UltraEdit/Notepad - XML Remove nodes with empty properties

659 Views Asked by At

I'm currently facing an issue with a software i'm working with , this software receives from an external sofware several Xmls that we do need to process , now our issue is that those Xml files contain a lot of nodes which are totally useless and also make the files (xmls) really heavy because of that , in result out program runs very slow to process each one of the xmls , this should be changed in the future and i'd like to prove that by removing those nodes we would improve our processing time a lot , now i'd like as first step to do this manually , using a sample xml and applying a regex syntax to remove all the nodes with value property empty , this is the syntax that i'm using now and through the replace function in notepad i'm able to remove those rows and then remove the empty lines :

<.*(\s\w+?[^=]*?="[^"]*?")*?\s+?value="[""]*?".*?>

Example

<TEST_NODE value="1"/>
<TEST_NODE value=""/>
<TEST_NODE value="0"/>

In my case nodes can be named differently and can have different properties , but the one that i should care for are the ones that contain something in the value property , therefore in this case i should remove the second row

This looks to be working fine , however with very large files (10 mb) the replace notepad++ function seems to have issues and it stop working properly breaking a lot of tags...

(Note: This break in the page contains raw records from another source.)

PR #419, opened 2026-04-03
Translate test dimension fix during comparison

CharlesKrop:
added np.squeeze for all non-scalar fields at the top of the BaseMetric class, fixes an error where some fields have a lingering size one dimension causes a dimension mismatch with the reference data. Fields which already have the correct dimensions are unaffected by this change.


FlorianDeconinck (approved):
LGTM - should be covered by tests

PR #431, opened 2026-04-15
[Feature] Implement direct getter/setter for `Quantity`

FlorianDeconinck:
# Description

Dear all, 

We have reached this moment. Yes, after many hours of debate: I have implemented `quantity[:, :, :] = 0` which will behave like `quantity.data[:, :, :] = 0`.

The main reason for the change is orchestration. TL;DR: when parsing, DaCe maps symbols to their name. If a buffer is used with `buffer` and `buffer.data` to access the same memory, it can confuse the parser and lead to difficult to debug numerical error.

This change is also motivated by the fact we have very little to no use for `quantity.field` during runtime (when we might orchestrate).

Further improvement of the API would require the use of `.data` and `.field` to fail during orchestration OR in an "orchestrate" code path. Not implemented here.

## How has this been tested?

The quantity unit test has been changed to not use `.data` and one test has been added.

## Checklist


fmalatino (approved):

tests/quantity/test_quantity.py
```diff
@@ -298,19 +296,35 @@ def test_to_data_array(quantity):
...
+        np.arange(
+            5,
+        ),
+        dims=["dim1"],
+        units="",
+        backend=Backend.python(),
+    )
+
+    assert quantity.shape == quantity.shape
+    assert quantity[3] == quantity[3]
```
romanc: what are these two for?

romanc (approved):
Looks good to me - just a question about some test asserts.

twicki (changes requested):
If we have direct access without `.field` should we at least deprecate it here so we can remove it in the release after that? 

And for my own edification: I thought we specifically put in the `.field` and `.data` functions because that was the only way we could tell orchestration to overwrite the calls for the accesses to work. Why / How did that change? Or do I misremember something here?

tests/quantity/test_quantity.py
FlorianDeconinck: Rename gone wrong! I did the test then `ctrl+d` all `quantity.data` like an animal...

Anyway, there's checking that the accessor changed data properly

FlorianDeconinck:
> If we have direct access without `.field` should we at least deprecate it here so we can remove it in the release after that?

This doesn't really deprecate those access, what it does is make orchestration possible because those access break orchestration. Now - as I said in the PR - what is missing here is a way to forbid those access from being used in orchestrated code path. I tried a few things, it's non-trivial. This alone could warrant a deprecation and removal of the specific accessors.

The counterpoint being that `.field` is mostly what you want when looking in the data outside of the runtime, making it a very useful shortcut.

> And for my own edification: I thought we specifically put in the `.field` and `.data` functions because that was the only way we could tell orchestration to overwrite the calls for the accesses to work. Why / How did that change? Or do I misremember something here?

No, we failed to do so. We couldn't make `dace.views` that worked and we kept having symbol conflicts. Those results are directly motivating this change.

twicki:
sorry, I mistyped in my comment. I ment deprecating `.data` as this use-case is now covered by `[]` access

FlorianDeconinck:
> sorry, I mistyped in my comment. I ment deprecating `.data` as this use-case is now covered by `[]` access

Yes - that we should. We do need an access, so we'll probably (re)introduce a `get_data()` or `get_buffer()` ?

ndsl/quantity/quantity.py
```diff
@@ -329,6 +329,14 @@ def data_as_xarray(self) -> xr.DataArray:
     def np(self) -> ModuleType:
         return self.metadata.np
 
+    def __getitem__(self, subscript: Any) -> Any:
+        """Slicing operator accessing the full buffer"""
+        return self.data[subscript]
+
+    def __setitem__(self, subscript: Any, value: Any) -> None:
+        """Slicing operator setting the full buffer"""
+        self.data[subscript] = value
```
oelbert: should these use `self._data` so we can remove `self.data` more easily in the future?

oelbert (changes requested):
1 minor correction. I do think we should deprecate `quantity.data` but ideally over multiple releases, and as long as we keep `quantity.field`.

FlorianDeconinck:
> 1 minor correction. I do think we should deprecate `quantity.data` but ideally over multiple releases, and as long as we keep `quantity.field`.

The problem with keeping `quantity.field` is that _it will not orchestrate_ in the runtime code. So far, I have no way to warn/cancel it when orchestration. Whereas `quantity[halo:-halo-1, halo:-halo-1, -1]`, the `field` use case, will work but is ugly.

Unsolved issue.

romanc:
Regarding deprecating `.field`: Quantities have a reference to the `Backend`, which knows if we want to orchestrate or not. Could we add a `DeprecationWarning`  inside the `.field` acessor of ` Quantity` depending on the backend? I guess that would only trigger upon usage (and not up-front), but better late than never?

oelbert (approved):
I don't know what to say about the `field` issue beyond just telling people "don't use it at runtime!"

twicki (approved):

FlorianDeconinck:
Holding merge to figure out if we can do something clever for `field`. Like send a picture of Oliver with frown eyebrows with every cloned repository

FlorianDeconinck:
Drafting: I need to go clean up all the `quantity.data` inside `ndsl` itself.

FlorianDeconinck:
Further cleanup:
- :broom: removed all use of `.data[...]` in NDSL
- :lady_beetle: fixed reduce comm bug that was swapping buffer instead of copying. Though it is not per se a bug, this would absolutely fail orchestration
- :heavy_plus_sign: added a `dtype` which seems like a fair re-exposure of the underlying memory. Kept `strides` and `itemsize` hidden, reachable via `_data` because those shouldn't be used directly by the user

FlorianDeconinck:
- :heavy_plus_sign: Restored `sel` API. It is niche but quite useful if you want to slice an array by dimension name without knowing it's indexing
- :heavy_plus_sign: Added a `swap_buffer` methods that replaced the `.data` setter
- :mechanical_arm: Made `hashing` of the `State` better by actually using the `__hash__` of the attributes (which means calling the custom hash of `Quantity`)
- :broom: clean up the `.data` in the unit tests

FlorianDeconinck:
@romanc / @twicki : lots of clean up. please re-review

ndsl/quantity/quantity.py
```diff
@@ -275,10 +276,27 @@ def field(self) -> np.ndarray | cupy.ndarray:
...
+            "the quantity, e.g. `my_quantity[:]` instead of `my_quantity.data[:]`",
+            category=UserWarning,
+            stacklevel=2,
+        )
         return self._data
 
     @data.setter
     def data(self, input_data: np.ndarray | cupy.ndarray) -> None:
+        warnings.warn(
+            "Quantity.data settor is now deprecated. Build a quantity from a data with the "
```
romanc:
```suggestion
            "Quantity.data setter is now deprecated. Build a quantity from a data with the "
```

ndsl/quantity/quantity.py
```diff
@@ -275,10 +276,27 @@ def field(self) -> np.ndarray | cupy.ndarray:
...
+            "dedicated constructor. If you need no-copy mapping, talk to the team.",
+            category=UserWarning,
+            stacklevel=2,
+        )
+        self.swap_buffer(input_data)
+
+    def swap_buffer(self, input_data: np.ndarray | cupy.ndarray) -> None:
+        """Swap internal buffer for given input. Use with _extreme_ care as it might
+        trip hash calculations for other subsystem."""
```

I've tried using another software called "Ultraedit" , but there the syntax i guess it's different as i can use regular Expressions but need to select one of those options : Perl , Unix , Ultraedit ; only using "Perl" i'm able to do this replacement but also there , for big files this is not working and i get the following error:

The complexity of matching the expression has exceeded available resources..

Can anyone help me out with this? unfortunately i'm not even that good with Regex and i'm not sure if the above code is good or bad..

3

There are 3 best solutions below

1
On BEST ANSWER

Try this regular expression in Notepad++

<[^<]+value=""[^>]*>
0
On

You're using the wrong tool for the job. If you're going to be manipulating XML then you need to add XSLT and/or XQuery to your tool kit. Using regular expressions for the job is slow and error-prone.

For example, here are just a few of the bugs in the answer that you accepted:

  • Elements that use single quotes (value='') won't be matched
  • Element with whitespace around the equals sign won't be matched
  • Elements with an attribute whose name ends in value (e.g. xvalue="") will be matched
  • value="" will be matched inside comment and CDATA nodes
  • value="" can be matched inside text nodes: <x>value=""</x>
  • Elements split across multiple lines won't be matched (I suspect)

In XSLT 3.0 this is simply

<xsl:transform version="3.0" xmlns:xsl="http://www.w3.org/1999/XSL/Transform">
 <xsl:mode on-no-match="shallow-copy"/>
 <xsl:template match="*[@value='']"/>
</xsl:transform>
0
On

Try this:

<(?=[^><]*?value\s*=\s*"")[^><]*>

Replace with nothing.

This might be a case of catastrophic backtracking when the regex runs caused by too many quantifiers applied to too many wide character classes like .

The quantifiers in this answer are only applied to not < or > class which should stop the expression backtracking through XML tags.